Lyrically, “Some of It Was True” is a showcase for how the band’s songwriting has expanded beyond their own personal experiences, drawing from what’s happening around them and the lives of those who keep this world’s lifeforce pumping.
“Not everything has to derive from your own life,” Barnett noted. “We have the creative license to look around at our friends and family and write through their perspective. Everyone’s gone through so much.”
“We started this band when we were teenagers, and we’ve been at it for a while – and we’re a punk band, which usually represents a lot of youthful energy,” May continued.
“We’re getting older now, so the last thing we wanted to do was re-do anything we’ve tried in the past.”
The Menzingers formed in Scranton in 2006 and relocated to Philly before making their Epitaph debut with 2012’s “On the Impossible Past,” which was voted Album of the Year by Absolute Punk and Punk News. Arriving in 2014, their fourth album “Rented World” was praised as “packed with clever songwriting” by the New York Times and “a colossal fist-pumper” by Stereogum. In 2017, their fifth LP, “After the Party,” landed on best-of-the-year lists from outlets like Clash and Noisey, with Stereogum lauding its “almost unfairly well-written punk songs.” “Hello Exile,” the quartet’s “boldest and most self-assured album” according to Pop Matters, dropped in 2019 and was stripped down and reimagined as “From Exile” a year later.

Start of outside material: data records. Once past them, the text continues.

PR #408, opened 2018-10-13
test(command/build): add a test for build command

huangjj27:
this PR is to check if a minimal example `fixture::js_hello_world` can be built in the test.

it provides precondition for #396 

---

```bash
$ rustup override set nightly
```

### DIFF
--- a/tests/all/build.rs
+++ b/tests/all/build.rs
@@ -20,3 +20,20 @@ fn build_in_non_crate_directory_doesnt_panic() {
     let err_msg = result.unwrap_err().to_string();
     assert!(err_msg.contains("missing a `Cargo.toml`"));
 }
+
+#[test]
+fn it_should_build_js_hello_world_example() {
+    let fixture = utils::fixture::js_hello_world();
+    let cli = Cli::from_iter_safe(vec![
+        "wasm-pack",
+        "build",
+        &fixture.path.display().to_string(),
+    ])
+    .unwrap();
+    let logger = logger::new(&cli.cmd, cli.verbosity).unwrap();
+    let result = command::run_wasm_pack(cli.cmd, &logger);
+    assert!(
+        result.is_ok(),
+        "running wasm-pack in a js-hello-world directory should succeed.",
+    );
+}


huangjj27:
As is expected, this PR would fail because we set `CARGO_TARGET_DIR` to `wasm-pack/target`,
so when we `run_wasm_pack` with a temporary proejct(wasm-pack/target/t/.tmpXXXXXX/wasm-pack), the  outputed files that should be in tmp_project/wasm32-unknown-unknown would located at wasm-pack/target/wasm32-unknown-unknown. Pending #396 until this test is passed

huangjj27:
And I notice that, using `command::run_wasm_pack` to test **never share** the wasm-binggen at all

huangjj27:
I'm sorry to make thing complex. this PR is no need to use.

huangjj27:
Besides,  here is a question: would it be able to modify the same CARGO_TARGET_DIR when multiple tests are running?

huangjj27:
I found the related code: https://github.com/rustwasm/wasm-pack/blob/master/src/bindgen.rs#L131, it is dead code to a certain path and will not change according to $CARGO_TARGET_DIR. 

one more concern is that if we share the same target directory, will it possible to change the target files when there is multiple test running?

fitzgen:
```
  error: failed to read `target/wasm32-unknown-unknown/release/js_hello_world.wa
| 	caused by: No such file or directory (os error 2)
test build::it_should_build_js_hello_world_example ... FAILED
```

I hope this is not actually trying to read a `.wa` file, and this is just the output getting cut off and it really is a `.wasm` file.

> Besides, here is a question: would it be able to modify the same CARGO_TARGET_DIR when multiple tests are running?

Cargo ensures that target dirs are used in a mutually exclusive way, so we are safe from races. Is that your concern?

> I found the related code: https://github.com/rustwasm/wasm-pack/blob/master/src/bindgen.rs#L131, it is dead code to a certain path and will not change according to $CARGO_TARGET_DIR.

I don't see how it is dead code, can you explain some more?

To make this test pass, we should be using https://docs.rs/cargo_metadata/0.6.0/cargo_metadata/struct.Metadata.html#structfield.target_directory to get the target directory. We are already using that crate for getting hte workspace root: https://github.com/rustwasm/wasm-pack/blob/60bdb80947cac4df9fe2778685cca857e6961854/src/lockfile.rs#L69-L73

huangjj27:
> I hope this is not actually trying to read a .wa file

It's a mis-copying.

> I don't see how it is dead code, can you explain some more?

I means that the command try to find wasm files in the relative target directory while the wasms have been outputed at `$CARGO_TARGET_DIR/wasm32-unknown-unknown`

> To make this test pass, we should be using https://docs.rs/cargo_metadata/0.6.0/cargo_metadata/struct.Metadata.html#structfield.target_directory to get the target directory.

I've used `std::env::var("CARGO_TARGET_DIR")` to get the target directory as is described in [cargo-book/environment-variables](https://doc.rust-lang.org/cargo/reference/environment-variables.html). It seems work fine. Must I change for cargo metadata?

fitzgen:
> I've used `std::env::var("CARGO_TARGET_DIR")` to get the target directory as is described in [cargo-book/environment-variables](https://doc.rust-lang.org/cargo/reference/environment-variables.html). It seems to work fine. Must I change for cargo metadata?

Hm, I'm actually not sure. But @alexcrichton would know.

alexcrichton:
I think `CARGO_TARGET_DIR` is only read by cargo, not written, so it's not guaranteed to be set. Reading it from `cargo metadata` would be the most reliable strategy!

huangjj27:
@alexcrichton 
> so it's not guaranteed to be set.
Yes, so in the codes I match if the environment variable exists.

huangjj27:
it seems that the build outputs too much and takes a long time. How to solve the problem ?

fitzgen:
It looks like it is hung at the end of the CI run. Will try poking CI and seeing if that fixes it.

Ideally we would detect when stdout is not a real terminal and avoid doing the spinner and fancy output and just do the normal output. We have an issue on file somewhere...

huangjj27:
@fitzgen

> Ideally we would detect when stdout is not a real terminal and avoid doing the spinner and fancy output and just do the normal output.

I think we can redirect the stderr to a null, for all test result output to stdout and corespondent error will output there too

huangjj27:
> I'm not sure I follow your proposal, do you mean from the script command in .travis.yml or inside wasm-pack code itself?

I mean the script command.  for example, `cargo test --locked 2>test.log`, if we don't need that output, I think `cargo test --locked 2>/dev/null` will work fine too.

PR #1583, opened 2026-05-15
Refactor image load options; fix UI state, metadata display, settings, and batch processing

scrubbbbs:
Various low-impact bugs

Reworked prefs/file layout:
image


ImageLounge/src/DkCore/DkThumbs.h
```diff
@@ -62,7 +62,7 @@ enum class LoadThumbnailOption {
     none,
 
     // Only load EXIF thumbnail.
-    force_exif,
+    // force_exif,
```
leejuyuu: Does this mean loading the whole image for the thumbnail cannot be disabled?

ImageLounge/src/DkCore/DkThumbs.cpp
```diff
@@ -106,6 +106,7 @@ std::optional<LoadThumbnailResult> loadThumbnail(const LoadThumbnailRequest &req
     std::unique_ptr<DkCachedThumb> cachedThumb{};
 
     if (request.option != LoadThumbnailOption::force_full //
+        && !(loadOptions & DkLoadOption::source) //
```
leejuyuu, line 109: This is only used by DkThumbs, shouldn't it be part of `LoadThumbnailOption`?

Always reflecting on the past and how they ended up where they are today, The Menzingers kickstarted a new era in their already illustrious career with “Some of It Was True” by tapping into the energy that brought the band to life in the very beginning.
“This record just feels different for us,” Barnett said.
“It’s a really important one in our catalog, and a pivotal moment in our history. We have the liberty of our fans growing with us now, and after writing these lyrical songs about where we are in life, we decided to take other peoples’ stories and make something bigger out of it.”
“It brought us back to our energetic side as a band,” May concurred.
“We got to let loose, which is what drew us to the energy of being in a band in the first place. This is a live band – why shouldn’t we record live songs? As a result, we’re back to why we started this band in the first place.”